Collections > Electronic Theses and Dissertations > Cheminformatics Modeling of Diverse and Disparate Biological Data and the Use of Models to Discover Novel Bioactive Molecules

Ligand-based drug design is a popular and efficient computational approach to facilitate the drug discovery process. Current approaches mainly focus on optimizing the computational algorithms to improve the efficiency or accuracy of virtual screening; however, the success of ligand-based drug design relies not only on the effectiveness and robustness of the underlying algorithms, but much more importantly, on the quality of the data for model building. Although numerous chemical probe databases have emerged recently, few evaluation of data quality and reliability have been performed.
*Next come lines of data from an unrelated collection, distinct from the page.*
PR #3889, opened 2024-06-26
Add `Event#hasListener`, remove unused junk

apple502j:
Should be self-descriptive.

### DIFF
--- a/fabric-api-base/src/main/java/net/fabricmc/fabric/api/event/Event.java
+++ b/fabric-api-base/src/main/java/net/fabricmc/fabric/api/event/Event.java
@@ -88,4 +88,15 @@ public abstract class Event<T> {
 	public void addPhaseOrdering(Identifier firstPhase, Identifier secondPhase) {
 		// This is not abstract to avoid breaking existing Event subclasses, but they should really not be subclassing Event.
 	}
+
+	/**
+	 * Returns whether the event has any listeners. Useful for skipping steps related to
+	 * event invocation, such as making context objects, when the event has no listeners.
+	 * This method is unnecessary when the only code guarded by this check is the event invocation.
+	 *
+	 * @return whether the event has any listeners
+	 */
+	public boolean hasListener() {
+		return true;
+	}
 }
--- a/fabric-api-base/src/test/java/net/fabricmc/fabric/test/base/EventTests.java
+++ b/fabric-api-base/src/test/java/net/fabricmc/fabric/test/base/EventTests.java
@@ -25,11 +25,8 @@ import java.util.List;
 import java.util.function.Consumer;
 import java.util.function.Function;
 
-import org.junit.jupiter.api.BeforeAll;
 import org.junit.jupiter.api.Test;
 
-import net.minecraft.Bootstrap;
-import net.minecraft.SharedConstants;
 import net.minecraft.util.Identifier;
 
 import net.fabricmc.fabric.api.event.Event;
@@ -37,12 +34,6 @@ import net.fabricmc.fabric.api.event.EventFactory;
 import net.fabricmc.fabric.impl.base.toposort.NodeSorting;
 
 public class EventTests {
-	@BeforeAll
-	static void beforeAll() {
-		SharedConstants.createGameVersion();
-		Bootstrap.initialize();
-	}
-
 	private static final Function<TestCallback[], TestCallback> INVOKER_FACTORY = listeners -> () -> {
 		for (TestCallback test : listeners) {
 			test.onTest();
--- a/fabric-api-base/src/test/java/net/fabricmc/fabric/test/base/EventTests.java
+++ b/fabric-api-base/src/test/java/net/fabricmc/fabric/test/base/EventTests.java
@@ -16,15 +16,20 @@
 
 package net.fabricmc.fabric.test.base;
 
+import static org.junit.jupiter.api.Assertions.assertEquals;
+import static org.junit.jupiter.api.Assertions.assertFalse;
+import static org.junit.jupiter.api.Assertions.assertTrue;
+
 import java.util.ArrayList;
 import java.util.List;
-import java.util.Objects;
 import java.util.function.Consumer;
 import java.util.function.Function;
 
-import org.slf4j.Logger;
-import org.slf4j.LoggerFactory;
+import org.junit.jupiter.api.BeforeAll;
+import org.junit.jupiter.api.Test;
 
+import net.minecraft.Bootstrap;
+import net.minecraft.SharedConstants;
 import net.minecraft.util.Identifier;
 
 import net.fabricmc.fabric.api.event.Event;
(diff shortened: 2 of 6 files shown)


modmuss50 (commented):
Please add some tests.

modmuss50 (approved):

fabric-api-base/src/test/java/net/fabricmc/fabric/test/base/EventTests.java
```diff
@@ -16,63 +16,59 @@
...
-		NodeSorting.ENABLE_CYCLE_WARNING = false;
-		testDeterministicOrdering();
-		testTwoCycles();
-		NodeSorting.ENABLE_CYCLE_WARNING = true;
-
-		long time2 = System.currentTimeMillis();
-		LOGGER.info("Event unit tests succeeded in {} milliseconds.", time2 - time1);
+	@BeforeAll
+	static void beforeAll() {
+		SharedConstants.createGameVersion();
```
Technici4n: Are these needed for the tests?

fabric-api-base/src/main/java/net/fabricmc/fabric/api/event/Event.java
```diff
@@ -88,4 +88,15 @@ public void register(Identifier phase, T listener) {
...
 	}
+
+	/**
+	 * Returns whether the event has any listeners. Useful for skipping steps related to
+	 * event invocation, such as making context objects, when the event has no listeners.
+	 * This method is unnecessary when the only code guarded by this check is the event invocation.
+	 *
+	 * @return whether the event has any listeners
+	 */
+	public boolean hasListener() {
```
Technici4n, line 99: IMO this is a bad pattern. If you are concerned about allocation, reuse the context object. In typical modpacks, most events will be used and these checks will be pointless anyway.

modmuss50: Thats a fair point, @apple502j did you have a specific use case in mind?

BasiqueEvangelist: A usecase I had for this was for a deprecated event, where actually properly servicing it required setting up some expensive stuff

fabric-api-base/src/test/java/net/fabricmc/fabric/test/base/EventTests.java
apple502j: Probably not, but doesn't really matter. Also note that our testmods are used by devs as templates for other testmods.

fabric-api-base/src/main/java/net/fabricmc/fabric/api/event/Event.java
apple502j: Also, not all context objects can be reused.

fabric-api-base/src/test/java/net/fabricmc/fabric/test/base/EventTests.java
Technici4n: Well, I don't think that devs should initialize MC if they don't need it.

fabric-api-base/src/main/java/net/fabricmc/fabric/api/event/Event.java
Technici4n: Can you link some specific examples?

fabric-api-base/src/test/java/net/fabricmc/fabric/test/base/EventTests.java
modmuss50: If its not needed, please remove. At the very least it will make the tests a second or two faster when running on their own.

fabric-api-base/src/main/java/net/fabricmc/fabric/api/event/Event.java
Technici4n, line 99: This is not resolved, please don't mark it as resolved.

modmuss50:
Still wating on a good usecase for this, in places where it matter we already re-use a context object, and firing an event with no listeners should have little overhead.

fabric-api-base/src/main/java/net/fabricmc/fabric/api/event/Event.java
BasiqueEvangelist: https://github.com/BasiqueEvangelist/ne-v-seti/blob/sanity-1.17/src/main/java/me/basiqueevangelist/nevseti/OfflineDataCache.java#L30
I guess I misremembered specifically how much it would take to service this event, but I think it will still be useful for events that are deprecated and require running extra logic to run their invokers

apple502j:
I think I had some events in my mind when I filed this PR, I need to figure that out again.

apple502j:
**Events with non-zero invocation cost**

- RegSync: Remap event constructs `RemapStateImpl`. Very negligible as this is called only once per connection.
- `ItemGroupEvents`: Involves creation of several objects. Once per startup, so doesn't really matter, unless Mojang decuples the number of items or something.
- `LootTableEvents`: This **might** benefit from a check. An event (invoked per loot table) requires `LootTable` to be converted back to builder.

Will do a more thorough research later.

zenfyrdev:
> `LootTableEvents`: This might benefit from a check. An event (invoked per loot table) requires `LootTable` to be converted back to builder.

IMO this would only benefit if there was a separation between singular and wildcard events (like `MODIFY_ALL`, `modify(RegistryKey)` or `modify(Predicate<LootTable>)`).

With the current implementation, if a single mod wants to modify a single loot table, all the benefits of such a check disappear.

Juuxel:
`modify(Identifier)` or `modify(RegistryKey<LootTable>)` would actually make sense for the API since most modifications are probably targeted to just a single loot table.

ishland:
When a synchronous event that's only meant to be invoked from the server thread needs to be invoked from a worker thread, it needs to make a round-trip to the server thread. Such round-trip can take 50ms or more depending on the MSPT of the server. 
Wasting that amount of time invoking an event that nobody listens to is just a waste of time. Having such API can avoid doing such costly round-trips. 

I encountered this when implementing #4541 where I have to make round-trips to the server thread to invoke the event: 
https://github.com/RelativityMC/C2ME-fabric/commit/0a04fdc6b1c9c96bd985adb2fc2fc279420656e2
There's one such case in the `ServerBlockTicking` class and another two in `ServerEntityTicking`.

Technici4n:
Wouldn't this indicate a flaw with the event design? The moment any mod registers a listener, all the benefits of C2ME will be gone, no? @ishland

ishland:
> Wouldn't this indicate a flaw with the event design? 

I can't think of any better designs other than splitting that event into 6 events.  Relaxing where the event can be invoked just adds more trouble for modders that have no idea about threading. 

> The moment any mod registers a listener, all the benefits of C2ME will be gone, no? 

No. Multiple pending synchronizations with the server thread can be in flight at the same time. But adding extra server thread synchronization points (for just invoking the event) adds more server thread overhead and increases latency.

modmuss50:
I dont have any major concers with this, the use case seems good enough to me. The PR will need updating before moving forward.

Building upon our lab's experience in Quantitative Structure-Activity Relationship (QSAR) method and methods developed in the field of cheminformatics, this dissertation focuses on: 1) Investigation and comparison of the predictive power of QSAR methods with other ligand-based drug discovery approaches, such as Similarity Ensemble Approach (SEA) and Prediction of Activity Spectra for Substances (PASS); 2) Using QSAR methods to validate the consistency and reliability of biomedical data in disparate data sources. 3) Developing a novel, rigorous and dataset-specific QSAR workflow for the application on multiple therapeutic targets in order to identify diverse hits with high potency in practical virtual screening projects. These works succeed in thoroughly investigating the current approaches for ligand-based drug discovery, exploring the consistency and quality of major annotated cheminformatics databases, and identifying many pharmaceutically important ligands. The success of our studies harshly challenges some popular multi-target profile prediction methods and contributes to the development of cheminformatics by emphasizing the importance of determining trustworthy data sources.